26 ноября. Я теперь привык вставать в 6 ч. утра, возвращался с работы часа в 4, разогревал обед и в 8 ч. укладывался спать. Занятия в институте совсем запущены. Только сейчас, когда я имею бюллетень, я начинаю подгонять. В институте сейчас страшно неуютно, холодно, темно. Все ходят в галошах, в шапках, с поднятыми воротниками. Оживление царит только около столовой. Хлебная норма теперь 125 г и возможно, что и она будет снижена. Блокада еще не прорвана – подвозу нет. Вместо урезанного хлеба дали в декаду по 100 г шоколада, а рабочим – 285 г жиров, но везде колоссальные очереди и все это очень трудно получить. На улице тоже совершенно темно, холод, ветер. Сегодня я пек лепешки из кофейной гущи. Закаляйся, Алексей, приучайся к подобной еде, может быть и хуже. На днях встретил знакомую девушку:
– Ну, как, спрашивает, за девушками ухаживаешь?
– Ну, их к черту – отвечаю я.
Позавчера собрался было пойти вечером на оперетту "Три мушкетера", да за полчаса закатили тревогу.
4 декабря. Положение на Ленинградском фронте медленно, но верно склоняется в нашу сторону. Завтра уже эвакуируются несколько тысяч ремесленников. Говорят, что также и ряд студентов, но я, покамест, ничего не слышал. В эти дни я усиленно помогаю маме по хозяйству. Научился варить суп, кашу, студень, жарить мясо и многое другое. Работаю с увлечением и недоумеваю: как я раньше терпеть не мог этой работы. Мама хочет, чтобы я сразу же отсюда уехал, как только представится возможность, но мне не хочется бросать ее здесь с больным отцом.
14 декабря. Наши войска добились крупных успехов (наконец-то!). Немцы понесли колоссальные потери и людьми и снаряжением. Под Москвой у них убитых только 25 000 чел. И это еще цветочки. Но общемеждународная обстановка усложнилась. Дома у нас стало еще неуютнее. Несколько дней не горел свет, трамваи перестали ходить, я в институте почти не бываю.

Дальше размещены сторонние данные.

PR #2081, opened 2026-06-04
Append trailing punctuation to swipe results when gesture ends on punct key

jpds:
The swipe model only sees keys passing `isWordCodePoint()`, so letter-row punctuation keys in layouts like ClearFlow are invisible to the decoder. Swiping a word with terminating punctuation recognizes the word but loses the trailing mark.

After the model returns candidates, check whether the gesture endpoint lands inside the hitBox of a whitelisted punctuation key (`. , ! ?`). If so, prepend "word+punct" as the top suggestion (ranked above the plain top-1) while keeping all unpunctuated candidates as one-tap fallbacks in the strip.

### DIFF
--- a/java/src/org/futo/inputmethod/latin/SwipeDecoderDictionary.kt
+++ b/java/src/org/futo/inputmethod/latin/SwipeDecoderDictionary.kt
@@ -54,6 +54,20 @@ internal fun getKeyYBottom(key: Key, keyboard: Keyboard): Float =
     (key.y + key.verticalGap + key.height) *
             ((1.0f / (keyboard.mBaseHeight - keyboard.mPadding.bottom)) * (4.0f / 3.0f))
 
+private val TRAILING_PUNCTUATION = setOf('.', ',', '!', '?')
+
+// Returns the trailing-punctuation character the gesture ended on, or null. The endpoint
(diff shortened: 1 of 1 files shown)


abb128:
Did you test this much? I don't see how this could possibly work except for words that already end near the punctuation character, for other words like "Hi." on QWERTY you would just be getting the output "Him." instead. There would need to be changes to the swipe algorithm at a bare minimum, but there are other issues there since this change would be incompatible with our QWERTY English decoder which is 3-row and doesn't detect punctuation keys

jpds:
I only really tested it on ClearFlow (which is why I was inspired to implement it) as that layout presents the punctuation keys to the user.

abb128:
I mean the issue is there on Clearflow too, if you swipe "Hi" and end on the period you will get "Hike", because that's the closest word that matches that swipe path

jpds:
Then the real fix here is to train the models on the punctuation they have available on their base layer.

abb128:
Yeah it might be, but it would be a much bigger project :/ I'll open an issue and put it on the backlog, but no guarantees when or if it will be visited, or whether it will be viable in the end, it's possible it might hurt regular swiping accuracy too much to be justifiable

PR #2084, opened 2026-06-05
Show emoji suggestions in swipe mode

jpds:
Take the swiped word and match it to an available emoji. This then surfaced on the left column as is done with the normal typing mode:

image


abb128:
Thanks! I didn't like the way scores are being handled so I refactored it in the final commit.

PR #2125, opened 2026-06-24
feat: Add swipe-to-delete-word functionality

skorokithakis:
I've added an option that, when swipe typing is off, will allow the user to swipe left (from anywhere) to delete the last word. This is something SwiftKey has and that I find very useful. Please let me know if this works!


skorokithakis:
I've signed but got no success or error message.

PR #2131, opened 2026-06-25
feat: Add spacebar language-swipe sensitivity setting

skorokithakis:
The spacebar language-switch swipe used a hardcoded 128dp step. I exposed it as an adjustable distance on the Spacebar settings screen with an 128dp default.

### DIFF
--- a/java/res/values/strings-uix.xml
+++ b/java/res/values/strings-uix.xml
@@ -440,6 +440,11 @@
     <string name="morekey_settings_spacebar_hold_shortcut">Hold</string>
     <string name="morekey_settings_spacebar_hold_shortcut_cursor">Move cursor</string>
     <string name="morekey_settings_spacebar_hold_shortcut_language">Switch language</string>
+    <string name="morekey_settings_spacebar_language_swipe_distance">Language swipe distance</string>
+    <string name="morekey_settings_spacebar_language_swipe_distance_subtitle">Shorter distance makes the language swipe more sensitive</string>
+
+    <!-- Units abbreviation for a distance in density-independent pixels [CHAR LIMIT=10] -->
+    <string name="abbreviation_unit_dp"><xliff:g id="DPI">%s</xliff:g>dp</string>
 
     <!-- Types of morekeys that can be configured, and examples of them -->
     <string name="morekey_settings_kind_numbers">Numbers</string>
--- a/java/src/org/futo/inputmethod/keyboard/PointerTracker.java
+++ b/java/src/org/futo/inputmethod/keyboard/PointerTracker.java
@@ -19,6 +19,7 @@ package org.futo.inputmethod.keyboard;
 import android.content.res.Resources;
 import android.content.res.TypedArray;
 import android.os.SystemClock;
+import android.util.DisplayMetrics;
 import android.util.Log;
 import android.view.MotionEvent;
 
@@ -97,10 +98,6 @@ public final class PointerTracker implements PointerTrackerQueue.Element,
     private static PointerTrackerParams sParams;
     private static final int sPointerStep = (int)(16.0 * Resources.getSystem().getDisplayMetrics().density);
     private static final int sPointerBigStep = (int)(32.0 * Resources.getSystem().getDisplayMetrics().density);
-    private static final int sPointerHugeStep = Integer.min(
-            (int)(128.0 * Resources.getSystem().getDisplayMetrics().density),
-            Resources.getSystem().getDisplayMetrics().widthPixels * 3 / 2
-    );
 
     private static GestureStrokeRecognitionParams sGestureStrokeRecognitionParams;
     private static GestureStrokeDrawingParams sGestureStrokeDrawingParams;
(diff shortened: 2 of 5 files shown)


FarisZR:
i think this has a weird edge case though, it's possible to change layouts multiple times in one swipe.
i think most users will only ever want it to change one layout per swipe, and still  want it to get triggered really easily.

Because now I either have a low enough sensitivity so that never happens (but that's a trade-off because i can't make it trigger as fast as i want) or i just have to not swipe for too long.

skorokithakis:
Ahh you're right, thanks, I'll test and make it only switch once.

FarisZR:
this patch makes it work as a latch, so that it only switches one layout at time

```patch
diff --git a/java/src/org/futo/inputmethod/keyboard/PointerTracker.java b/java/src/org/futo/inputmethod/keyboard/PointerTracker.java
--- a/java/src/org/futo/inputmethod/keyboard/PointerTracker.java
+++ b/java/src/org/futo/inputmethod/keyboard/PointerTracker.java
@@ -156,6 +156,7 @@ public final class PointerTracker implements PointerTrackerQueue.Element,
     private boolean mStartedOnFastLongPress;
     private boolean mCursorMoved = false;
     private boolean mSpacebarLongPressed = false;
+    private boolean mSpacebarLanguageSwipeTriggered = false;
 
     // true if keyboard layout has been changed.
     private boolean mKeyboardLayoutHasBeenChanged;
@@ -757,6 +758,7 @@ public final class PointerTracker implements PointerTrackerQueue.Element,
             mStartTime = System.currentTimeMillis();
             mStartedOnFastLongPress = key.isFastLongPress();
             mSpacebarLongPressed = false;
+            mSpacebarLanguageSwipeTriggered = false;
 
             mIsSlidingCursor = key.getCode() == Constants.CODE_DELETE || key.getCode() == Constants.CODE_SPACE;
             mIsFlickingKey = !mIsSlidingCursor && key.getHasFlick();
@@ -973,28 +975,36 @@ public final class PointerTracker implements PointerTrackerQueue.Element,
                         || (!mSpacebarLongPressed && settingsValues.mSpacebarSwipeMode != Settings.SPACEBAR_MODE_OFF);
 
             if(allowedBySettings) {
+                final boolean isLanguageSwipe = settingsValues.mSpacebarSwipeMode == Settings.SPACEBAR_MODE_LANGUAGE
+                        && !mSpacebarLongPressed;
                 int pointerStep = sPointerStep;
-                if (settingsValues.mSpacebarSwipeMode == Settings.SPACEBAR_MODE_LANGUAGE && !mSpacebarLongPressed) {
+                if (isLanguageSwipe) {
                     // The language-switch step distance is user-configurable in dp. The
                     // widthPixels*3/2 clamp is a safety bound for narrow screens.
                     final DisplayMetrics displayMetrics =
                             Resources.getSystem().getDisplayMetrics();
                     pointerStep = Integer.min(
                             (int)(settingsValues.mSpacebarLanguageSwipeStepDp * displayMetrics.density),
                             displayMetrics.widthPixels * 3 / 2
                     );
                 }
 
                 int steps = (x - mStartX) / pointerStep;
                 final int swipeIgnoreTime = settingsValues.mKeyLongpressTimeout / MULTIPLIER_FOR_LONG_PRESS_TIMEOUT_IN_SLIDING_INPUT;
                 if (steps != 0 && mStartTime + swipeIgnoreTime < System.currentTimeMillis()) {
-                    mCursorMoved = true;
-                    mStartX += steps * pointerStep;
-
-                    if (settingsValues.mSpacebarSwipeMode == Settings.SPACEBAR_MODE_LANGUAGE && !mSpacebarLongPressed) {
-                        sListener.onSwipeLanguage(steps);
+                    if (isLanguageSwipe) {
+                        if (!mSpacebarLanguageSwipeTriggered) {
+                            mCursorMoved = true;
+                            mSpacebarLanguageSwipeTriggered = true;
+                            sListener.onSwipeLanguage(steps > 0 ? 1 : -1);
+                        }
                     } else {
+                        mCursorMoved = true;
+                        mStartX += steps * pointerStep;
                         sListener.onMovePointer(steps);
                     }
                 }


```

skorokithakis:
I've implemented the gating on a single language. I'm not sure what the original intent was (to be able to switch multiple languages or not), but it seems more confusing to be able to switch more than one language, so I've added the constraint here, especially since the added sensitivity makes it very easy to overshoot.

abb128:
Do you think it would make more sense to adjust the default rather than adding an option for this? It feels like it would be a strangely specific setting

skorokithakis:
Depends on how the maintainers want it.

abb128:
@skorokithakis @FarisZR What values have you guys settled on for the setting?

skorokithakis:
72 DPI for me.

FarisZR:
I have it set to the minimum, so 24dp, because now we don't have that bug that switches multiple times in one swipe and i want it to react asap.

Still doesn't feel as seamless as something like Swiftkey, but it's much better now.

-------- Original Message --------

abb128:
Please try nightly 0.1.29.1-3-g9f05e86ac and tell me what you think. I added some visual and haptic feedback, made the switch more instantaneous, and reduced the threshold to 64dp

FarisZR:
64dp is still too much imo, at least from trying out this PR, i haven't tested your version yet

>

12 января. Сегодня большим напряжением воли заставил себя писать. Страшно тоскливо сидеть в комнате при сильном холоде, без воды, без электричества, а сейчас и радио что-то молчит. Все время стоят страшные холода. Выйдешь на улицу и еще неприятнее. 90% магазинов закрыто, кинотеатры и театры не работают, 4 января перестали выдавать все продукты, кроме хлеба, разверстку дали только на мясо, а на другое – только детям. В институте началась зимняя экзаменационная сессия. Я к ней совсем не готов. На улицах нередко можно встретить трупы замерзших людей. На них мало кто обращает внимание. Очень трудное и тяжелое сейчас время. Вот сижу дома и мечтаю, чтобы оно поскорее прошло. Новый год мы встретили в постели и слушали радио. Для детей были проведены елки, но какие – лучше не говорить…"
На этом предложении дневник обрывается. Алеша выжил, в августе 1942 г. был призван в ряды Красной армии, воевал, после войны окончил Воздушно-инженерную академию, женился на Нине К. – Нине Ивановне Камочкиной, в 1953 г. у них родился сын Андрей, мой одноклассник по той же 181-й школе. Андрей и передал мне дневник своего отца. Алексей Борисович Яковлев прожил долгую жизнь и умер в 2009 г. К своим воспоминаниям он возвращался не раз, а писал только о войне.